§ **Exercise data**
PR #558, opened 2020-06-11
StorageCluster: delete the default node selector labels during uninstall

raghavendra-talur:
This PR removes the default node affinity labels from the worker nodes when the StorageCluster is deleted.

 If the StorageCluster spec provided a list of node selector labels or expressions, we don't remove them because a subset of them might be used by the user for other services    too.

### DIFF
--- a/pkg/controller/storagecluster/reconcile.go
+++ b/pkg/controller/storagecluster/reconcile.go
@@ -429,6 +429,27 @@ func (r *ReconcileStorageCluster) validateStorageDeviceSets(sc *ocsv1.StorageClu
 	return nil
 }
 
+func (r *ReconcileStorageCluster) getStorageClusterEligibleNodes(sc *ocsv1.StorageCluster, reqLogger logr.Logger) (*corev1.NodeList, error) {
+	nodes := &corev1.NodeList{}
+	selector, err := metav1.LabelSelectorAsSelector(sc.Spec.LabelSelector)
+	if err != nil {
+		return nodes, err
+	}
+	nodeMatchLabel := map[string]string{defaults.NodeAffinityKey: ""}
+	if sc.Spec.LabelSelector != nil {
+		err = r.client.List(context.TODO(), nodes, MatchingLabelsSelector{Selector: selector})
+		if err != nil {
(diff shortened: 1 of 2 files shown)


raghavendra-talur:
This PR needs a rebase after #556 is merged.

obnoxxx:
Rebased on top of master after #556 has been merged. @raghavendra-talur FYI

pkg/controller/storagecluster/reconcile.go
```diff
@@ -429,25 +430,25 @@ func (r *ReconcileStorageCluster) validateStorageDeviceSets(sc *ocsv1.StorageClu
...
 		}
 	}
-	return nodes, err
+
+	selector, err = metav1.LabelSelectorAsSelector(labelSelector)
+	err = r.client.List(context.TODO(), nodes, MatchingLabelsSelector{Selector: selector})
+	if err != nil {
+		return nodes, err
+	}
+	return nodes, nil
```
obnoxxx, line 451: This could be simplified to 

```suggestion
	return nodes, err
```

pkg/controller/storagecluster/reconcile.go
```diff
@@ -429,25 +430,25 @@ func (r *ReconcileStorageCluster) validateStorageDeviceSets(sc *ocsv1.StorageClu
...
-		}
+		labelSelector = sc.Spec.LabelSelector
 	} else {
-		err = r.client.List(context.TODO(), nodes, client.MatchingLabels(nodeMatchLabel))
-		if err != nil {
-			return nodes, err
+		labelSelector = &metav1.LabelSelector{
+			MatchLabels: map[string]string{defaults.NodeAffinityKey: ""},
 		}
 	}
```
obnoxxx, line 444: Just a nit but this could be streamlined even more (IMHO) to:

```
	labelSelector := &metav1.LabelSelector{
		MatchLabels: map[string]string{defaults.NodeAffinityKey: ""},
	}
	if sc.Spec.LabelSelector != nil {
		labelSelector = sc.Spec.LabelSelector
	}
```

...

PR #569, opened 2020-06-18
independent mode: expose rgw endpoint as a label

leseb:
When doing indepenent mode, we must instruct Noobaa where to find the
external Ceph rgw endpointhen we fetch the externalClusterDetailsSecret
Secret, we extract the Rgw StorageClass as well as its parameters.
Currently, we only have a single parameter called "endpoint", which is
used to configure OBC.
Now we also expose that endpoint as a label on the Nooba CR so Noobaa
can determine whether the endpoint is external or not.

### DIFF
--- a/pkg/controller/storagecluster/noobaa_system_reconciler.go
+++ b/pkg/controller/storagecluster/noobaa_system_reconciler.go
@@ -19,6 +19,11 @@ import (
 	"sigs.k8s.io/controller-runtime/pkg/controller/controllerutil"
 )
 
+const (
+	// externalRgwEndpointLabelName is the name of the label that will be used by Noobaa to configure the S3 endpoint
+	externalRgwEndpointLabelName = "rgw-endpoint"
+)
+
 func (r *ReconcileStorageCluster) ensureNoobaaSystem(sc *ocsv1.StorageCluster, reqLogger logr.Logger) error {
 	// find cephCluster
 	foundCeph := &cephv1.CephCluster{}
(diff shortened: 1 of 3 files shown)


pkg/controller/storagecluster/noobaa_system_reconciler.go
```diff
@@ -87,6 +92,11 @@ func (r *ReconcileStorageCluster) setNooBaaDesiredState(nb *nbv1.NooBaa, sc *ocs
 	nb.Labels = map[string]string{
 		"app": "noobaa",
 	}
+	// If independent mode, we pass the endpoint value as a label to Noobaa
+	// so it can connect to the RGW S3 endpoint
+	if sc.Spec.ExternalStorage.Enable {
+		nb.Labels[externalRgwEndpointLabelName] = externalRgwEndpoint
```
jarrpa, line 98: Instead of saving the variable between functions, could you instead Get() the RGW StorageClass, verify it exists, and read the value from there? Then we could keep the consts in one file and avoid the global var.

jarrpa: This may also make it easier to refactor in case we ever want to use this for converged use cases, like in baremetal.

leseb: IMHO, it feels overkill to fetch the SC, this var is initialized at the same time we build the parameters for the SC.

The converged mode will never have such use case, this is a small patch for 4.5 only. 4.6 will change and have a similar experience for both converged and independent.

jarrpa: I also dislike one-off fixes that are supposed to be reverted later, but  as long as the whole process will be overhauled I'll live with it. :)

...

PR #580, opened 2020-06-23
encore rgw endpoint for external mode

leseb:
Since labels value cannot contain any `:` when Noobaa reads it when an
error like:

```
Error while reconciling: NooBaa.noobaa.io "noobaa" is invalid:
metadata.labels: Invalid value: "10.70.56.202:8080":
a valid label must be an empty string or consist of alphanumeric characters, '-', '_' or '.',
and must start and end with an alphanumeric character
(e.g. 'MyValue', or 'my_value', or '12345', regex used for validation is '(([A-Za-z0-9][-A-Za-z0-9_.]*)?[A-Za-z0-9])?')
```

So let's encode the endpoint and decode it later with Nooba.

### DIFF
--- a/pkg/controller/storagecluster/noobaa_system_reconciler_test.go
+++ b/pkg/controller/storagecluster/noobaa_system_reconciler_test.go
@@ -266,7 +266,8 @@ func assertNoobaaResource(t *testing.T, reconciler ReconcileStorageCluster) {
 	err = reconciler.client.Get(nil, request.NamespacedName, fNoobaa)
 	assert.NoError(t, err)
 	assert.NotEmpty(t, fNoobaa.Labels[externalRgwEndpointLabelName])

§ **Aim of the exercise**
Locate the word "merged" in the entries, and copy every line where it is found.

§ **Task response**
This PR needs a rebase after #556 is merged.
Rebased on top of master after #556 has been merged. @raghavendra-talur FYI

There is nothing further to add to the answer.